Hi there,
I'm using EdgeR to analyze my RNAseq data. I have 2 questions: 1) It seems normLibSizes() does similar job as calcNormFactors (I've checked). What difference do they make, and under what situation?
2) I've got a MDS graph with colored labels on the plot. But I wanted to make a MDS plot showing colored shapes (i.e., dots and squares) with a label legend.

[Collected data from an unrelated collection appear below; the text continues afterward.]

PR #2292, opened 2020-04-29
update partition size in xshard on spark

dding3:


dding3:
jekins failed. http://10.239.47.210:18888/job/ZOO-PR-Validation/3291/  But the exception urllib.error.URLError: <urlopen error [Errno 113] No route to host> is not related to this PR, merge the pr first.

PR #2317, opened 2020-05-11
Orca Pandas partition_by support on Spark

jenniew:
Implement partition_by(cols, num_partitions=None) on Orca Pandas datashard on Spark.
Related issue: https://github.com/analytics-zoo/orca/issues/15


pyzoo/zoo/orca/data/pandas/preprocessing.py
```diff
@@ -222,3 +224,42 @@ def apply(self, func, *args):
 
     def get_data(self):
         return self.data
+
+
+class SparkPandasDataShards(SparkDataShards):
+    def partition_by(self, cols, num_partitions=None):
```
jason-dai, line 230: I don't think a `SparkPandasDataShards` is needed, as there is no guarantee that after transformation (i.e., `SparkPandasDataShards.tranform_shard`) it will still be a Pandas based shard.

pyzoo/zoo/orca/data/pandas/preprocessing.py
```diff
@@ -222,3 +224,42 @@ def apply(self, func, *args):
...
+        # if partition by a column
+        if isinstance(cols, str):
+            # change data to key value pairs
+            rdd = self.rdd.flatMap(
+                lambda df: df.apply(lambda row: (row[cols], row.values.tolist()), axis=1)
```
jason-dai, line 235: what if `row[cols]` is not valid?

pyzoo/zoo/orca/data/pandas/preprocessing.py
```diff
@@ -222,3 +224,42 @@ def apply(self, func, *args):
...
+                .values.tolist())
+            # partition with key
+            partitioned_rdd = rdd.partitionBy(num_partitions)
+        # partition by column list
+        elif isinstance(cols, list):
```
jason-dai, line 240: only 2-element column if supported below? maybe we can just support a single column for now?

pyzoo/zoo/orca/data/pandas/preprocessing.py
```diff
@@ -222,3 +224,42 @@ def apply(self, func, *args):
...
+class SparkPandasDataShards(SparkDataShards):
+    def partition_by(self, cols, num_partitions=None):
+        # if partition by a column
+        if isinstance(cols, str):
+            # change data to key value pairs
+            rdd = self.rdd.flatMap(
+                lambda df: df.apply(lambda row: (row[cols], row.values.tolist()), axis=1)
+                .values.tolist())
+            # partition with key
+            partitioned_rdd = rdd.partitionBy(num_partitions)
```
jason-dai, line 238: By default `num_partitions` should be the same as the current partition number of the DataShards, yes?

pyzoo/zoo/orca/data/pandas/preprocessing.py
```diff
@@ -222,3 +224,42 @@ def apply(self, func, *args):
...
+                lambda df: df.apply(
+                    lambda row:
+                    (reduce(lambda col1, col2: str(row[col1])+ "_" + str(row[col2]), cols),
+                     row.values.tolist()), axis=1).values.tolist())
+            # partition with key
+            partitioned_rdd = rdd.partitionBy(num_partitions)
+        else:
+            raise Exception("only column name or list of column name are support")
+
+        columns = self.rdd.first().columns
```
jason-dai, line 252: what if `.columns` is not valid?

pyzoo/zoo/orca/data/pandas/preprocessing.py
jenniew: pandas would throw exception if cols are invalid. I will add column check.

pyzoo/zoo/orca/data/pandas/preprocessing.py
jenniew: yes.

pyzoo/zoo/orca/data/pandas/preprocessing.py
jenniew: OK. I will update it and add pandas check.

pyzoo/zoo/orca/data/pandas/preprocessing.py
jenniew: will add value check

pyzoo/zoo/orca/data/pandas/preprocessing.py
jason-dai: but the default value is not used in the implementation?

jenniew: if num_partition is None, rdd.partitionBy will use self._defaultReducePartitions as partition number.

pyzoo/zoo/orca/data/pandas/preprocessing.py
jenniew: what is 2-element column?

jenniew: updated

pyzoo/zoo/orca/data/pandas/preprocessing.py
jenniew: updated

pyzoo/zoo/orca/data/pandas/preprocessing.py
jenniew: updated

pyzoo/zoo/orca/data/pandas/preprocessing.py
jason-dai: but why don't we specify current partition number if `num_partitions` is None?

jenniew: OK. I'll change it.

jenniew: Updated.

pyzoo/zoo/orca/data/pandas/preprocessing.py
```diff
@@ -222,3 +224,42 @@ def apply(self, func, *args):
 
     def get_data(self):
         return self.data
+
+
+class SparkPandasDataShards(SparkDataShards):
```
jason-dai: Do we still need this class? I think we just use `SparkDataShards`, no?

jenniew: it's removed.

jenniew: please check the latest version.

jason-dai:
LGTM

pyzoo/zoo/orca/data/shard.py
```diff
@@ -114,3 +114,39 @@ def collect(self):
     def repartition(self, num_partitions):
         self.rdd = self.rdd.repartition(num_partitions)
         return self
+
+    def partition_by(self, cols, num_partitions=None):
+        import pandas as pd
+        data = self.rdd.first()
```
jason-dai, line 120: I think we don't need get the whole dataframe; just one row in the dataframe, yes?

jenniew: The element in SparkDataShards may not be Pandas Dataframe, it can be numpy or other type. If it is not df, cannnot get a row of that.

jason-dai: what if the dataframe is very large? maybe you can check at remote and then get the columns back?

jenniew: Updated. check the type and return column from remote.

jenniew:
jenkins pass: http://10.239.47.210:18888/view/ZOO-PR/job/ZOO-PR-Validation/3378/

PR #2322, opened 2020-05-12
Update cluster serving Dockerfile & scripts

cyita:


jason-dai:
Why do we need to put all of these files into docker image? Should some of them go to https://github.com/intel-analytics/analytics-zoo/tree/master/pyzoo/test/?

My metadata would look like:
sample var time
JB0-1 JB 0h
JB0-2 JB 0h
JB0-3 JB 0h
JB10-1 JB 10h
JB10-2 JB 10h
JB10-3 JB 10h
...
LP0-1 LF 0h
LP0-2 LF 0h
LP0-3 LF 0h
LP10-1 LF 10h
LP10-2 LF 10h
LP10-3 LF 10h
...
Your kind help will be highly appreciated!
Jay
x <- read.csv(file="JB_LF.csv", header = TRUE, row.names = 1)
x <- as.matrix(x) # coerce to be matrix
# data has 2 var (LB vs LP) on 9 timepoints (0~8) with 3 reps)

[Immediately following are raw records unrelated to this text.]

PR #2329, opened 2020-05-13
Add open_text and open_image in orca

hkvision:
https://github.com/analytics-zoo/orca/issues/8
https://github.com/analytics-zoo/orca/issues/9

Can Popen to execute a cat command to read hdfs text files. Alternatively, https://pypi.org/project/pydoop/ can be used as well.

### DIFF
--- a/pyzoo/zoo/orca/data/utils.py
+++ b/pyzoo/zoo/orca/data/utils.py
@@ -78,12 +78,13 @@ def get_class_name(obj):
     return module + '.' + obj.__class__.__name__
 
 
-def open_file(path):
+def open_text(path):
+    # Return a list of lines
     if path.startswith("hdfs"):  # hdfs://url:port/file_path
         import pyarrow as pa
         fs = pa.hdfs.connect()
         with fs.open(path, 'rb') as f:
-            return f.read().decode("utf-8").split("\n")
+            lines = f.read().decode("utf-8").split("\n")
     elif path.startswith("s3"):  # s3://bucket/file_path
         access_key_id = os.environ["AWS_ACCESS_KEY_ID"]
         secret_access_key = os.environ["AWS_SECRET_ACCESS_KEY"]
@@ -95,9 +96,12 @@ def open_file(path):
         bucket = path_parts.pop(0)
         key = "/".join(path_parts)
         data = s3_client.get_object(Bucket=bucket, Key=key)
-        return data["Body"].read().decode("utf-8").split("\n")
+        lines = data["Body"].read().decode("utf-8").split("\n")
     else:  # Local path
-        return open(path)
+        lines = []
+        for line in open(path):
+            lines.append(line)
+    return [line.strip() for line in lines]
 
 
 def open_image(path):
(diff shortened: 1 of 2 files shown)


pyzoo/zoo/orca/data/utils.py
```diff
@@ -85,3 +85,24 @@ def extract_one_path(file_path, file_type, context):
                           for file in os.listdir(file_path)
                           if os.path.splitext(file)[1] == "." + file_type]
     return file_paths
+
+
+def open_file(path):
+    if path.startswith("hdfs"):  # hdfs://url:port/file_path
+        from subprocess import Popen, PIPE
+        return Popen(["hadoop", "fs", "-cat", path], stdout=PIPE, encoding="utf-8").stdout
+        # Can use pydoop as well.
```
jason-dai, line 94: can we use `pyarrow.HdfsFile.download`?

hkvision: I changed to pyarrow. Take a look? @jason-dai 
Read text file as bytes, decode as string and split by \n; return a list of strings. For HyperSeg code, just need to change import and function name, and no other changes needed.
Built-in `open` function returns a TextIOWrapper, don't know how to have exactly the same return type for hdfs and s3...

hkvision:
@jason-dai Finished the two utils. Take a look. Would add some unit tests afterwards.

pyzoo/zoo/orca/data/utils.py
```diff
@@ -76,3 +76,50 @@ def get_class_name(obj):
...
         return obj.__class__.__name__
     return module + '.' + obj.__class__.__name__
+
+
+def open_file(path):
+    if path.startswith("hdfs"):  # hdfs://url:port/file_path
+        import pyarrow as pa
+        fs = pa.hdfs.connect()
+        with fs.open(path, 'rb') as f:
+            return f.read().decode("utf-8").split("\n")
```
jason-dai, line 86: this only works for text?

pyzoo/zoo/orca/data/utils.py
```diff
@@ -76,3 +76,50 @@ def get_class_name(obj):
...
+
+
+def open_image(path):
+    from PIL import Image
+    if path.startswith("hdfs"):  # hdfs://url:port/file_path
+        import pyarrow as pa
+        from io import BytesIO
+        fs = pa.hdfs.connect()
+        with fs.open(path, 'rb') as f:
+            return Image.open(BytesIO(f.read()))
```
jason-dai, line 110: does `Image.open(f)` work? `f` is supposed to be a File object? https://arrow.apache.org/docs/python/generated/pyarrow.HdfsFile.html

hkvision: Seems Image.open doesn't support HdfsFile...

pyzoo/zoo/orca/data/utils.py
hkvision: Yeah. Any other file formats we need to support?

jason-dai: then we may change the method to `open_text`?

hkvision: okay!

hkvision:
jenkins passed: http://10.239.47.210:18888/job/ZOO-PR-Validation/3405/

hkvision:
tested hdfs and s3 manually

group <- scan(text="JB0 ... JB8 ... LP0 ... LP8", what="")
group <- factor(group)
y <- DGEList(counts=x, group=group)
y$samples
# filter out genes with low counts
keep <- filterByExpr(y, group=group)
y_filter <- y[keep, , keep.lib.sizes=FALSE]
# TMM
y_filter_norm <- calcNormFactors(y_filter)
y_filter_norm$samples
# calculate CPM
cpm_counts<-cpm(y_filter_TMM, normalized.lib.sizes = T)
write.csv(cpm_counts, file = "JB_LF_NormCPM_filter.csv")
# plot MDS
col <- as.numeric(group)
plotMDS(cpm_counts, col = col)
Thank you so much! Your advice on becoming good at R is definitely true!